Locking up children won't solve immigration system's problem

Los Angeles Times (Editorial-California)
August 13, 2015

The surge of mothers crossing the Mexican border last summer with their children, but without permission, sorely tested the federal government's immigration detention system. Immigration and Customs Enforcement officials then exacerbated the problem by detaining hundreds of them as an example to others of what would happen if they made the same dangerous trip from Central America to the United States.

It is unconscionable to imprison children simply because their mothers are trying to find a better life for them.

A federal judge this year rightly ordered the government to stop using detention as a deterrent, and the government ended the practice. Still, and even though the flow across the border has ebbed, ICE holds upward of 1,400 mothers and children in three detention centers while investigators determine whether they have sufficient grounds to seek permission to stay. U.S. District Court Judge Dolly M. Gee ruled last month that detaining those children in what she found to be "deplorable" conditions violated the 1997 Flores vs.

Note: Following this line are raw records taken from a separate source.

PR #3160, opened 2021-09-27
Tasty quickpick

kpodsiad:
Follow up of https://github.com/scalameta/metals/pull/3148
Fixes https://github.com/scalameta/metals/issues/3136
Need https://github.com/scalameta/metals-vscode/pull/710 to work.

What has been done:
- [x] uses quick-pick to fix issues with multiple classes. 
- [x] handles correctly packages
- [x] show quick-pick only when there is unambiguity about which `.tasty` file has to be shown. If there's only one possibility then skip the quick-pick step.

Next steps (not in this PR):
- use virtual document instead of webview
- add quick-pick logic to other decompile requests
- get rid of custom, "show tasty" logic in `FileDecodeProvider`


metals/src/main/scala/scala/meta/internal/metals/MetalsLanguageServer.scala
```diff
@@ -1726,8 +1723,26 @@ class MetalsLanguageServer(
           scribe.debug(s"Executing AnalyzeStacktrace ${command}")
         }.asJavaObject
 
-      case ServerCommands.ShowTasty(uri) =>
-        tastyHandler.executeShowTastyCommand(uri).asJavaObject
+      case ServerCommands.ShowTasty(positionParams) =>
+        fileDecoderProvider.showTasty(positionParams).asJavaObject
+
+      case ServerCommands.ShowAvailableClasses(params) =>
```
ckipp01, line 1729: I wonder, is it possible to do this functionality without adding another endpoint? Couldn't we instead do this logic right in the show tasty function? Meaning if the request to show tasty comes in, if there are multiple classes for the given URI, then we send a `metals/quickPick` to get which one they want, and then show it?

tgodzik: I think we should go that way, it's always better to add less since that means less work for the clients.

kpodsiad: It's worth adding, that I want to remove the show tasty command in favor of the `DecodeFile` one and I'm looking for a solution that will suit both cases.

I have some doubts about only one endpoint approach. IMO, from the client's point of view, having two separate commands is more flexible than just one. `decompile` action consists of two separate steps: find a given resource (tasty/class/semanticDB) URI and then translate that resource into human-readable text (the true `decompile` part). 

Especially, I don't know how to handle VirtualDocuments or CustomEditors in vs code with just one command. They both require a provider, which will then provide text content for a given uri. From this point of view, having separate commands seems reasonable.

tgodzik: We can do it without the virtual document for now or not differentiate the URLs (show all the classes from one files under one URL for now.), so the quick pick will work the same in all clients.

metals/src/main/scala/scala/meta/internal/metals/FileDecoderProvider.scala
```diff
@@ -67,29 +67,27 @@ final class FileDecoderProvider(
    * jar:file:///jarPath/jar-sources.jar!/packagedir/file.java
    *
    * Examples...
-   * metalsDecode:file:///somePath/someFile.java.javap-verbose?decoder=javap&verbose=true
```
tgodzik, line 70: We should still be able to run on a java file.

tgodzik (commented):
Overall after the discussion in Discord I see 3 possibilities:
- add an additional command for asking about classes, but do not require to have it run before decompiling
- do not add an additional command, just in case of virtual document redirect user using `goto-location` to the new URI that can be decoded without asking the user again (.class/.tasty file)
- show all classes decompiled from a file in the same editor window one after another

I think I like the 3 idea the most since it will be easier for user to get a clear picture of the full file. This is also similar to how metap work, where pointing it to a directory will show all the semanticdb documents in there.

metals/src/main/scala/scala/meta/internal/metals/FileDecoderProvider.scala
kpodsiad: What about `metalsDecode:file:///somePath/someFile.java.semanticdb-compact`, is this correct? I thought that semanticDB could be produced only from scala files.

kpodsiad: I went with the first option because it requires only a few minor changes in implementation. I like the idea of `goto-location`, but this would require more changes in metals-vscode and scope of this and vscode related PR are big enough for now.

tests/slow/src/test/scala/tests/feature/FileDecoderProviderLspSuite.scala
```diff
@@ -0,0 +1,683 @@
...
+        |public final class foo.bar.example.Main$$package {
+        |  public static void foo();
+        |}
+        |""".stripMargin
+
+  private[this] val format = new SimpleDateFormat("d MMM yyy;")
+  private def javapVerbose(workspace: String) =
+    s"""|Classfile $workspace/foo/bar/example/Foo.class
+        |  Last modified ${format.format(new Date())} size 312 bytes
+        |  SHA-256 checksum fae10a1f13dd3fbccf35abc0dec9ec5189b302782a75868a5afed87f6abb1926
```
kpodsiad, line 574: Date format and algorithm used for hashing differ among JDK's :/ Perhaps it should be stripped in tests

tests/unit/src/test/scala/tests/classFinder/FindAllClasses.scala
```diff
@@ -0,0 +1,83 @@
...
+
+import java.nio.file.Paths
+
+import scala.meta.internal.metals.{BuildInfo => V}
+import scala.meta.io.AbsolutePath
+
+import munit.TestOptions
+
+class FindAllClasses extends BaseClassFinderSuite {
+
```
kpodsiad, line 12: These tests are failing on windows, I guess it's `\r\n` vs `\n` :/

metals/src/main/scala/scala/meta/internal/metals/MetalsLanguageServer.scala
```diff
@@ -1605,6 +1604,13 @@ class MetalsLanguageServer(
         disconnectOldBuildServer().asJavaObject
       case ServerCommands.DecodeFile(uri) =>
         fileDecoderProvider.decodedFileContents(uri).asJavaObject
+      case ServerCommands.ChooseClass(params) =>
+        fileDecoderProvider
+          .chooseClassFromFile(
+            params.textDocument.getUri().toAbsolutePath,
+            params.includeInnerClasses
```
tgodzik, line 1611: Having to declare this in params here leaks the logic of understanding tasty files to the editor, which we should avoid.

metals/src/main/scala/scala/meta/internal/metals/ServerCommands.scala
```diff
@@ -204,20 +205,22 @@ object ServerCommands {
...
-    """|If the file is a Scala 3 source, this command will try to find the relevant tasty file for it, 
-       |read it and display it in a human readable format. If the argument already points to a TASTy file, 
-       |it will be read directly.""".stripMargin,
-    """|
-       |Object with `document` and `position`, where the document is a path to a Scala 3 source or a tasty file.
+  final case class ChooseClassRequest(
+      textDocument: TextDocumentIdentifier,
+      includeInnerClasses: Boolean
+  )
+  val ChooseClass = new ParametrizedCommand[ChooseClassRequest](
```
tgodzik, line 212: Could we instead of using an additional command have a `redirect` option as a result?

metals/src/main/scala/scala/meta/internal/parsing/ClassFinder.scala
```diff
@@ -4,32 +4,74 @@ import scala.annotation.tailrec
...
+final case class ClassWithPos(
+    name: String,
+    pos: Position
+)
+
 class ClassFinder(trees: Trees) {
 
   def findClass(path: AbsolutePath, pos: l.Position): Option[String] =
-    findClass(path, pos, true)
+    findClass(path, pos, checkInnerClasses = true).filter(_.nonEmpty)
```
tgodzik, line 22: Why do you need to check for `nonEmpty` ?

metals/src/main/scala/scala/meta/internal/parsing/ClassFinder.scala
```diff
@@ -4,32 +4,74 @@ import scala.annotation.tailrec
...
 
   def findTasty(path: AbsolutePath, pos: l.Position): Option[String] =
-    findClass(path, pos, false).filter(_.nonEmpty).map(_.stripSuffix("$"))
+    findClass(path, pos, checkInnerClasses = false)
+      .filter(_.nonEmpty)
+      .map(_.stripSuffix("$"))
+
+  def findAllClasses(
```
tgodzik, line 29: Maybe:
```scala

  def findAllClasses(
      path: AbsolutePath,
      checkInnerClasses: Boolean
  ): Option[List[ClassWithPos]] = {
    for {
      tree <- trees.get(path)
    } yield {
      val definitions = new scala.collection.mutable.ArrayBuffer[ClassWithPos]()

      def name(tree: Tree) = tree match {
        case cls: Defn.Class => s"Class ${cls.name.value}"
        case cls: Defn.Object => s"Object ${cls.name.value}"
        case cls: Defn.Trait => s"Trait ${cls.name.value}"
        case cls: Defn.Enum => s"Enum ${cls.name.value}"
      }
      def loop(tree: Tree, isToplevel: Boolean = true): Unit = tree match {
        case _: Pkg | _: Pkg.Object =>
          tree.children.foreach(loop(_))
        case _: Defn.Class | _: Defn.Trait | _: Defn.Object | _: Defn.Enum =>
          definitions.append(ClassWithPos(name(tree), tree.pos))
          if (checkInnerClasses)
            tree.children.foreach(loop(_, isToplevel = false))
        case dfn: Defn.Def if isToplevel =>
          definitions.append(ClassWithPos(s"Toplevel package", dfn.pos))
          tree.children.foreach(loop(_, isToplevel = false))
        case _ =>
          tree.children.foreach(loop(_))
      }
      definitions.toList
    }
  }
```

This avoids the additional var and excessive checking in definitions.

Also, you forgot about enum.

tgodzik (changes requested):
Honestly, I feel like the quickpick approach is not that user friendly. These commands will be used by power users, so I think just concatenating the outputs would be much better in that case. It's easy to search the file for the info you want and you wouldn't need to invoke it a lot of times. 

Concatenating outputs allows us not to add an additional command, simplifies the client implementation  and removes the need for quickpick, which would futher reduce the code. 

Unless anyone believes that quickpick is the way to go I would just remove it. What do you think @dos65 @ckipp01 ?

metals/src/main/scala/scala/meta/internal/metals/FileDecoderProvider.scala
ckipp01: > I thought that semanticDB could be produced only from scala files.

There were some recent changes in Bloop utilizing `lsif-java` to produce semanticDB for java files as well. https://github.com/scalacenter/bloop/pull/1534

metals/src/main/scala/scala/meta/internal/metals/FileDecoderProvider.scala
```diff
@@ -285,42 +272,104 @@ final class FileDecoderProvider(
...
+      .filter(_.nonEmpty)
+    availableClasses match {
+      case Some(classes) =>
+        val pickedPosition: Future[Option[l.Position]] =
+          if (classes.size > 1) {
+            val positions =
+              classes.map(c => (c.name, c.pos.toLSP.getStart)).toMap
+            val quickPickParams = MetalsQuickPickParams(
+              classes.map(c => MetalsQuickPickItem(c.name, c.name)).asJava,
+              placeHolder = "Pick class you want to decode"
```
ckipp01, line 309:
```suggestion
              placeHolder = "Pick the class you want to decode"
```

metals/src/main/scala/scala/meta/internal/metals/FileDecoderProvider.scala
```diff
@@ -285,42 +272,104 @@ final class FileDecoderProvider(
...
+   */
+  private def findPathInfoForScalaFile(
+      path: AbsolutePath,
+      includeInnerClasses: Boolean
+  ): Future[Either[String, PathInfo]] = {
+    val availableClasses = classFinder
+      .findAllClasses(path, includeInnerClasses)
+      .filter(_.nonEmpty)
+    availableClasses match {
+      case Some(classes) =>
```
ckipp01, line 302: Nit, and maybe just style preference so ignore this if it is, but it might be better to add a guard inside the match rather than `filter(_.nonEmpty)` here. The only reason I say this is that in the future someone may change this without realizing we don't guard against it in the `match`. So I'd rather leave that to the match than here. wdyt?

metals/src/main/scala/scala/meta/internal/metals/FileDecoderProvider.scala
```diff
@@ -285,42 +272,104 @@ final class FileDecoderProvider(
...
+            } yield {
+              val suffix = if (!includeInnerClasses) ".tasty" else ".class"
+              val pathToTasty = className.replace('.', '/') + suffix
+              val classDir = target.classDirectory.toAbsolutePath
+              val pathToResource =
+                classDir.resolve(pathToTasty)
+              PathInfo(Some(targetId), pathToResource)
+            }
+            pathInfoOpt.toRight(
+              s"Cannot find build target for ${path.toURI.toString}"
```
ckipp01, line 335:
```suggestion
              s"Cannot find a build target for ${path.toURI.toString}"
```

ckipp01 (commented):
Nice job on this @kpodsiad!

> Honestly, I feel like the quickpick approach is not that user friendly. These commands will be used by power users, so I think just concatenating the outputs would be much better in that case. It's easy to search the file for the info you want and you wouldn't need to invoke it a lot of times.

> Concatenating outputs allows us not to add an additional command, simplifies the client implementation and removes the need for quickpick, which would futher reduce the code.

> Unless anyone believes that quickpick is the way to go I would just remove it. What do you think @dos65 @ckipp01 ?

I guess I don't have super strong feelings on it, but I also still don't understand the need for the extra command. This is probably just partly due to me not fully understanding the VS Code integration, so I digress.

One other alternative that could have been used if we don't want to fully concatenate everything would be to just find the enclosing class of the cursor and return that.

Again, all in all, there is a lot of work done here, so I'm open to having the quick pick, but again, no strong feelings on it. If we choose to remove it and just return the concatenated result, that's fine too. We could do that and see if people use the feature and then request that further fine grained support of a specific class in a file.

Note I haven't made the changes to test this yet in `nvim-metals`, but I'll do that soon and shoot back any more comments on usability from there.

metals/src/main/scala/scala/meta/internal/metals/FileDecoderProvider.scala
```diff
@@ -67,34 +66,38 @@ final class FileDecoderProvider(
...
-   * metalsDecode:file:///somePath/someFile.scala.semanticdb.semanticdb-compact?decoder=semanticdb&format=compact
-   * metalsDecode:file:///somePath/someFile.scala.semanticdb.semanticdb-detailed?decoder=semanticdb
+   * metalsDecode:file:///somePath/someFile.scala.semanticdb.semanticdb-compact
+   * metalsDecode:file:///somePath/someFile.scala.semanticdb.semanticdb-detailed
    *
-   * metalsDecode:file:///somePath/someFile.scala.tasty-detailed?decoder=tasty
-   * metalsDecode:file:///somePath/someFile.tasty.tasty-detailed?decoder=tasty
+   * tasty:
+   * metalsDecode:file:///somePath/someFile.scala.tasty-detailed
+   * metalsDecode:file:///somePath/someFile.tasty.tasty-detailed
```
ckipp01, line 93: One other things, we have all the details of how these uri's should be created in here, but can we either move this to where the command is defined or copy it there as well? Mainly just so that it appears [here](https://scalameta.org/metals/docs/integrations/new-editor/#decode-file) because right now it's impossible for clients to know how to integrate this without looking into the code.

ckipp01: Also, we have `tasty-detailed`, but there isn't a non detailed version right? Do we need to have the `-detailed` part?

ckipp01:
Seeing that the `quickPick` is in place and does work, I'd probably keep it. This is pretty nice to use.

metals/src/main/scala/scala/meta/internal/metals/FileDecoderProvider.scala
ckipp01: Also other small nit, for `javap` if we want compact we just send in `.javap`, whereas for semanticdb we send in `.semanticdb.compact`. What do you think about aligning all of these so from the outside, they are all the same meaning that instead of having to ensure for javap you use `verbose`, but for `semanticdb` you use `detailed` you'd just use the same value. So then no matter the decoder you'd choose `compact` or `detailed`? (or `verbose` if you like that better).

dos65:
@tgodzik What about having quickpick - I think it's better than input concatenation. In case of concatenation the output format will be changed that might be not obvious for users as it requires to extend its format to mark sections.

The only I would suggest is to change the approach for items scanning and rendering.
It's not fully correct for tasty case.

For example for the following source:
```scala
class Foo
object Foo
```
There is only one tasty file but quickpick suggest to choose either `Class Foo` or `Object Foo`.

I think it would be more clear if items will be shown as all tasty/ class files that belongs to this source.

Example:
```
// source
class Foo
object Foo
class Bar

// current impl for tasty and javap
Class Foo
Object Foo
Class Bar

// -- proposed

// tasty decode items
Foo.tasty
Bar.tasty

// javap decode items (description is optional)
// I think the user who is calling got used to having `$` in filenames
Foo.class    |  class Foo
Foo$.class   |  object Foo
Bar.class    |  class Bar
```

metals/src/main/scala/scala/meta/internal/parsing/ClassFinder.scala
kpodsiad: If you pass a wrong position then you'll get just an empty string. I'll move this filter to the `private findClass`

metals/src/main/scala/scala/meta/internal/metals/FileDecoderProvider.scala
kpodsiad: It makes sense, will do

metals/src/main/scala/scala/meta/internal/metals/FileDecoderProvider.scala
kpodsiad: Yes, there is only one way to decode `.tasty`, so the additional extension isn't necessary and can be omitted.
About aligning the rest of the commands, extensions come from options available in `javap` and `metap` commands so both keeping them as they are now and aligning them makes sense to me. I'll just leave it up to you :D

kpodsiad: Ok, I decided not to change extensions for javap and semanticdb. Now they nicely correspond to the options in these commands.
Also, although there is only one way to decode tasty file it's good to have an additional extension. Maybe `tasty-decoded` will be better than `tasty-detailed`?

metals/src/main/scala/scala/meta/internal/metals/ServerCommands.scala
kpodsiad: Like we agreed, we could do that later. I'll add some comment to the additional command that it'll be removed in the future.

metals/src/main/scala/scala/meta/internal/metals/FileDecoderProvider.scala
ckipp01: Yea I think either is probably fine.

kpodsiad:
@dos65 wdyt about this? I find `a.b.c.Foo.tasty` more readable than `a/b/c/Foo.tasty` because first one is suggesting both package and resource (tasty/class) filename at the same time. Displaying package is important for cases when there is more than 1 class with some name (e.g. it's inner class)
Screenshot 2021-10-06 at 13 27 23
(For now we don't allow to pick class which is defined inside method, for example on the picture below it would be `Bar$InnerMethod$1.class` )
Screenshot 2021-10-06 at 13 34 22

dos65:
@kpodsiad Cool! It's better now!

However, by some reason seeing `Class`, `Object`, `Enum` prefixes anyway makes me feel that smth is not as usual.
Then after a while, I realized that probably the issue is that in symbols search we use icons instead of prefixes.

Maybe it would look better if it would be written as `$(symbol-class) Foo`? ([full list of icon suffixes](https://github.com/dos65/metals-vscode/blob/33f51d10049043f382bdac4639ecdbbb3ba99de4/src/openSymbolSearch.ts#L63-L118))

The only problem with this thing is that I don't know if it would work well in non VSCode editors.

Meese settlement, in which the government agreed to hold detained minors in nonprison settings licensed to care for children.

Gee made the right call; it is unconscionable to imprison children simply because their mothers are trying to find a better life for them. The government, which argues that it has improved conditions in the detention centers, last week asked Gee to reconsider her ruling. She shouldn't. What's more, the government should stop defending this indefensible practice and find smarter, more humane ways to house those seeking legal permission to remain in the country.

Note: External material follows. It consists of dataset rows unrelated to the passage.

PR #3161, opened 2021-09-28
Don't search for all symbols in go-to-parent code lenses

tgodzik:
Previously, we would check all the symbols in a file if they don't have a parent, which is highly inefficient. Now, we only search in the local file, which contains all the definitions we are interested in. If there is no definition, we will never display those code lens.

This might have still been causing some issue for users. @kpodsiad reported an issue like that, this is probably the reason.

### DIFF
--- a/metals/src/main/scala/scala/meta/internal/metals/codelenses/SuperMethodCodeLens.scala
+++ b/metals/src/main/scala/scala/meta/internal/metals/codelenses/SuperMethodCodeLens.scala
@@ -31,10 +31,8 @@ final class SuperMethodCodeLens(
     val textDocument = textDocumentWithPath.textDocument
     val path = textDocumentWithPath.filePath
 
-    val search = implementationProvider.defaultSymbolSearchMemoize(
-      path,
-      textDocument
-    )
+    def search(query: String) = textDocument.symbols.find(_.symbol == query)
+
     val distance = buffers.tokenEditDistance(path, textDocument.text, trees)
 
     for {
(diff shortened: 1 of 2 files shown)


metals/src/main/scala/scala/meta/internal/metals/codelenses/SuperMethodCodeLens.scala
```diff
@@ -31,10 +31,8 @@ final class SuperMethodCodeLens(
     val textDocument = textDocumentWithPath.textDocument
     val path = textDocumentWithPath.filePath
 
-    val search = implementationProvider.defaultSymbolSearchMemoize(
-      path,
-      textDocument
-    )
+    def search(query: String) = textDocument.symbols.find(_.symbol == query)
```
tanishiking, line 34: <del> I'm just wondering if we do this, we can't find the parent symbol who comes from another file (semanticdb), or class files 🤔 </del>
↑ Nevermind, `search` method is used just for finding the symbol on the cursor and finding overriddenSymbol is done by
https://github.com/scalameta/metals/blob/1404b26ae810f387ab784feea8b492d03c19de9a/metals/src/main/scala/scala/meta/internal/metals/codelenses/SuperMethodCodeLens.scala#L59

tanishiking (approved):
I could verify it works fine in my local environment, LGTM 👍

tanishiking:
> This might have still been causing some issue for users. @kpodsiad reported an issue like that, this is probably the reason.

Could you share the reported issue or the concern?

tgodzik:
> > This might have still been causing some issue for users. @kpodsiad reported an issue like that, this is probably the reason.
> 
> Could you share the reported issue or the concern?

It was just Metals taking up a lot of CPU with some of it in the SuperMethodCodeLens class, which fits what would happen wihtout this change.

As we've noted before, the government has the right and duty to determine who enters the country. But it should not treat as suspected criminals those who are lawfully seeking asylum or other permission to stay. The government should be able to detain unlawful immigrants it believes pose a risk to public safety. It also has an interest in ensuring that those seeking asylum show up for their hearings. But detention should be a last resort, especially given the available alternatives, including electronic monitoring and reliance on immigration support agencies and pro bono legal services experienced in getting their clients to court.

The government told Gee that it was converting its three family detention centers into immigrant processing centers and that the conditions she rejected have been improved. Immigrant advocates argue that little, in fact, has changed. The government also suggests, unpersuasively, that releasing the mothers and children pending hearings would incentivize more illegal immigration.

Few argue that illegal immigration isn't a problem. But incarcerating minors who have broken no criminal codes isn't the solution.